PR #193, opened 2019-07-11
Added metric "code:registry_api_request_count:rate:sum" for SLI monitoring

abyrne55:
OpenShift SRE needs to be able to track the rates of API requests to the image registry service for Service Level Agreement compliance. The existing "code:apiserver_request_count:rate:sum" rule doesn't differentiate between the service each API call is going to, so it isn't specific enough for this purpose. To remedy this, I added another recording rule that selects only the API call counters that correspond to the registry service, and then performs a rate-and-sum similar to "code:apiserver_request_count:rate:sum." 

I already added this new recording rule in [this PR for cluster-monitoring-operator](https://github.com/openshift/cluster-monitoring-operator/pull/398). This PR is just for the forwarding rule that tells telemeter to pass the metric along.


abyrne55:
Now that [the PR adding the metric](https://github.com/openshift/cluster-monitoring-operator/pull/398) has been merged, I'm marking this ready for review.

abyrne55:
> looks good, but we will need to rebase on master and regenerate the generated files as there is a conflict

Thanks for taking a look. Rebased and regenerated

smarterclayton:
/hold

we need to resolve policy on these sorts of one off telemetry metrics

PR #194, opened 2019-07-12
metrics: add metrics list for CNV

fromanirh:
kubevirt (https://kubevirt.io) is a kubernetes addon to run virtual
machines on kubernetes clusters.

Signed-off-by: Francesco Romani <fromani@redhat.com>


pkliczewski:
@fromanirh @fabiand @rmohr Shouldn't we use cnv prefix here?

fabiand:
IIUIC this metric name is constraint by what the componet is exposing, in this case we are using a kubevirt mertric - thus we need to use the kubevirt prefix.

To me this is fine in this context at this stage.

docs/data-collection.md
```diff
@@ -81,6 +81,11 @@ For the OpenShift 4 Developer Preview we will be sending back these exact attrib
   // cluster:node_instance_type_count:sum is the number of nodes
   // of each instance type and role.
   '{__name__="cluster:node_instance_type_count:sum"}',
+  //
+  // kubevirt metrics to be collected
+  //
+  // cluster:cnv_vm_status_running:sum is the total number of VM running in the cluster
+  '{__name__="cluster:cnv_vm_status_running:sum"}',
```
smarterclayton: This is probably ok (I assume this is a single series?), are there any error related metrics that track whether there are errors / failures with VMs?

Do you have alerts defined for VM failures on cluster today?

docs/data-collection.md
```diff
@@ -81,6 +81,11 @@ For the OpenShift 4 Developer Preview we will be sending back these exact attrib
   // cluster:node_instance_type_count:sum is the number of nodes
   // of each instance type and role.
   '{__name__="cluster:node_instance_type_count:sum"}',
+  //
+  // kubevirt metrics to be collected
```
smarterclayton: Remove this, I don't think there is anything special about kubevirt.  However, you need to describe in more detail in your description why you want this.  Also make sure it is a complete sentence(s) (punctuation).

docs/data-collection.md
fromanirh: It is meant to be a single series, yes. About the other questions let me forward the question to @fabiand (/cc @msivak)

docs/data-collection.md
fromanirh: Ack, will either drop the comment or add a more informative one.

docs/data-collection.md
smarterclayton: We need to review naming before I approve this (i.e. make sure we're consistent across new metrics types).

rmohr: errors/failures will definitely come in the future. Might make sense to have `running` as a label?

rmohr: @fromanirh is this now reflecting the VMIs or the VMs?

fromanirh: @rmohr makes sense to use the kubevirt naming scheme (VMIs) for consistency, yes. Thanks for the warning about virt-controller, we will see the implementation later.
@smarterclayton Let me provide a bit of context. To provide this metric in cnv we are evaluating two approaches, which will influence the naming we are discussing here.
1: provide low-level metrics in kubevirt, aggregate using a record rule (https://prometheus.io/docs/practices/rules/) provided by a still-to-be-done prometheus mixin. 
Flow: kubevirt metric -> prometheus server -> prometheus record -> telemeter
We will still need to figure out how to deliver such mixin. Is this the preferred way to go? are prometheus mixins supported in openshift?
2: directly expose the final value in kubevirt. This is doable and fits our requirements about VMs count.
Flow: kubevirt metric -> prometheus server -> telemeter

This decision drives the naming scheme we are going to use (we cannot use the "cnv" prefix if we use the second approach), hence the reason I asked. Thanks for your reviews so far.

fromanirh:
I updated the PR addressing the comments and all the internal discussion we had. The prometheus mixin approach (https://github.com/openshift/telemeter/pull/194#discussion_r303788167) is gaining traction because it seems more sustenaible in the long term and because it seems to fit better in the telemeter/prometheus ecosystem. The plan is to deploy such mixin later using one of the kubevirt/cnv specific operators. We are still defining the fine details.

squat:
code-wise this looks fine. Let’s get a final agreement on the naming convention for component-specific metrics and we can merge this (:

fabiand:
lgtm from a naming perspective.

fromanirh:
add to force-push because trivial rebase failed locally

fabiand:
@squat maybe you have a min to approve

smarterclayton:
Name looks ok to me

/approve

pkliczewski:
:tada:

PR #195, opened 2019-07-12
Add OLM metrics to whitelist

ecordell:
Exposes metrics added in: https://github.com/operator-framework/operator-lifecycle-manager/pull/951


docs/data-collection.md
```diff
@@ -74,6 +74,9 @@ For the OpenShift 4 Developer Preview we will be sending back these exact attrib
   '{__name__="cluster:node_instance_type_count:sum"}',
   // cnv:vmi_status_running:count is the total number of VM instances running in the cluster.
   '{__name__="cnv:vmi_status_running:count"}',
+  // subscription_sync_total is the number of times an OLM operator
```
smarterclayton: Approximate cardinality?

smarterclayton: Naming wise this should probably `operator_subscription_sync_total` - subscription is kind of vague, although on an Openshift cluster OLM definitely can make the case for being generic.

ecordell: It's O(installed operators), my guess is <50 per cluster

Do you want me to change the metric name or leave it as is?

smarterclayton: metric name is fine, we can change later.

PR #198, opened 2019-07-16
metrics: Remove a metric that is no longer reported

smarterclayton:
cluster_version_payload_errors was removed prior to 4.1 GA when we
switched to an "always retry" mode for payload.


squat:
I just rebased PR (:

squat:
rebased again now that #197 landed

WHAT TO WORK ON
Retype every entry exactly as it stands.

EXERCISE ANSWER
PR #193, opened 2019-07-11
Added metric "code:registry_api_request_count:rate:sum" for SLI monitoring

abyrne55:
OpenShift SRE needs to be able to track the rates of API requests to the image registry service for Service Level Agreement compliance. The existing "code:apiserver_request_count:rate:sum" rule doesn't differentiate between the service each API call is going to, so it isn't specific enough for this purpose. To remedy this, I added another recording rule that selects only the API call counters that correspond to the registry service, and then performs a rate-and-sum similar to "code:apiserver_request_count:rate:sum." 

I already added this new recording rule in [this PR for cluster-monitoring-operator](https://github.com/openshift/cluster-monitoring-operator/pull/398). This PR is just for the forwarding rule that tells telemeter to pass the metric along.


abyrne55:
Now that [the PR adding the metric](https://github.com/openshift/cluster-monitoring-operator/pull/398) has been merged, I'm marking this ready for review.

abyrne55:
> looks good, but we will need to rebase on master and regenerate the generated files as there is a conflict

Thanks for taking a look. Rebased and regenerated

smarterclayton:
/hold

we need to resolve policy on these sorts of one off telemetry metrics

PR #194, opened 2019-07-12
metrics: add metrics list for CNV

fromanirh:
kubevirt (https://kubevirt.io) is a kubernetes addon to run virtual
machines on kubernetes clusters.

Signed-off-by: Francesco Romani <fromani@redhat.com>


pkliczewski:
@fromanirh @fabiand @rmohr Shouldn't we use cnv prefix here?

fabiand:
IIUIC this metric name is constraint by what the componet is exposing, in this case we are using a kubevirt mertric - thus we need to use the kubevirt prefix.

To me this is fine in this context at this stage.

docs/data-collection.md
```diff
@@ -81,6 +81,11 @@ For the OpenShift 4 Developer Preview we will be sending back these exact attrib
   // cluster:node_instance_type_count:sum is the number of nodes
   // of each instance type and role.
   '{__name__="cluster:node_instance_type_count:sum"}',
+  //
+  // kubevirt metrics to be collected
+  //
+  // cluster:cnv_vm_status_running:sum is the total number of VM running in the cluster
+  '{__name__="cluster:cnv_vm_status_running:sum"}',
```
smarterclayton: This is probably ok (I assume this is a single series?), are there any error related metrics that track whether there are errors / failures with VMs?

Do you have alerts defined for VM failures on cluster today?

docs/data-collection.md
```diff
@@ -81,6 +81,11 @@ For the OpenShift 4 Developer Preview we will be sending back these exact attrib
   // cluster:node_instance_type_count:sum is the number of nodes
   // of each instance type and role.
   '{__name__="cluster:node_instance_type_count:sum"}',
+  //
+  // kubevirt metrics to be collected
```
smarterclayton: Remove this, I don't think there is anything special about kubevirt.  However, you need to describe in more detail in your description why you want this.  Also make sure it is a complete sentence(s) (punctuation).

docs/data-collection.md
fromanirh: It is meant to be a single series, yes. About the other questions let me forward the question to @fabiand (/cc @msivak)

docs/data-collection.md
fromanirh: Ack, will either drop the comment or add a more informative one.

docs/data-collection.md
smarterclayton: We need to review naming before I approve this (i.e. make sure we're consistent across new metrics types).

rmohr: errors/failures will definitely come in the future. Might make sense to have `running` as a label?

rmohr: @fromanirh is this now reflecting the VMIs or the VMs?

fromanirh: @rmohr makes sense to use the kubevirt naming scheme (VMIs) for consistency, yes. Thanks for the warning about virt-controller, we will see the implementation later.
@smarterclayton Let me provide a bit of context. To provide this metric in cnv we are evaluating two approaches, which will influence the naming we are discussing here.
1: provide low-level metrics in kubevirt, aggregate using a record rule (https://prometheus.io/docs/practices/rules/) provided by a still-to-be-done prometheus mixin. 
Flow: kubevirt metric -> prometheus server -> prometheus record -> telemeter
We will still need to figure out how to deliver such mixin. Is this the preferred way to go? are prometheus mixins supported in openshift?
2: directly expose the final value in kubevirt. This is doable and fits our requirements about VMs count.
Flow: kubevirt metric -> prometheus server -> telemeter

This decision drives the naming scheme we are going to use (we cannot use the "cnv" prefix if we use the second approach), hence the reason I asked. Thanks for your reviews so far.

fromanirh:
I updated the PR addressing the comments and all the internal discussion we had. The prometheus mixin approach (https://github.com/openshift/telemeter/pull/194#discussion_r303788167) is gaining traction because it seems more sustenaible in the long term and because it seems to fit better in the telemeter/prometheus ecosystem. The plan is to deploy such mixin later using one of the kubevirt/cnv specific operators. We are still defining the fine details.

squat:
code-wise this looks fine. Let’s get a final agreement on the naming convention for component-specific metrics and we can merge this (:

fabiand:
lgtm from a naming perspective.

fromanirh:
add to force-push because trivial rebase failed locally

fabiand:
@squat maybe you have a min to approve

smarterclayton:
Name looks ok to me

/approve

pkliczewski:
:tada:

PR #195, opened 2019-07-12
Add OLM metrics to whitelist

ecordell:
Exposes metrics added in: https://github.com/operator-framework/operator-lifecycle-manager/pull/951


docs/data-collection.md
```diff
@@ -74,6 +74,9 @@ For the OpenShift 4 Developer Preview we will be sending back these exact attrib
   '{__name__="cluster:node_instance_type_count:sum"}',
   // cnv:vmi_status_running:count is the total number of VM instances running in the cluster.
   '{__name__="cnv:vmi_status_running:count"}',
+  // subscription_sync_total is the number of times an OLM operator
```
smarterclayton: Approximate cardinality?

smarterclayton: Naming wise this should probably `operator_subscription_sync_total` - subscription is kind of vague, although on an Openshift cluster OLM definitely can make the case for being generic.

ecordell: It's O(installed operators), my guess is <50 per cluster

Do you want me to change the metric name or leave it as is?

smarterclayton: metric name is fine, we can change later.

PR #198, opened 2019-07-16
metrics: Remove a metric that is no longer reported

smarterclayton:
cluster_version_payload_errors was removed prior to 4.1 GA when we
switched to an "always retry" mode for payload.


squat:
I just rebased PR (:

squat:
rebased again now that #197 landed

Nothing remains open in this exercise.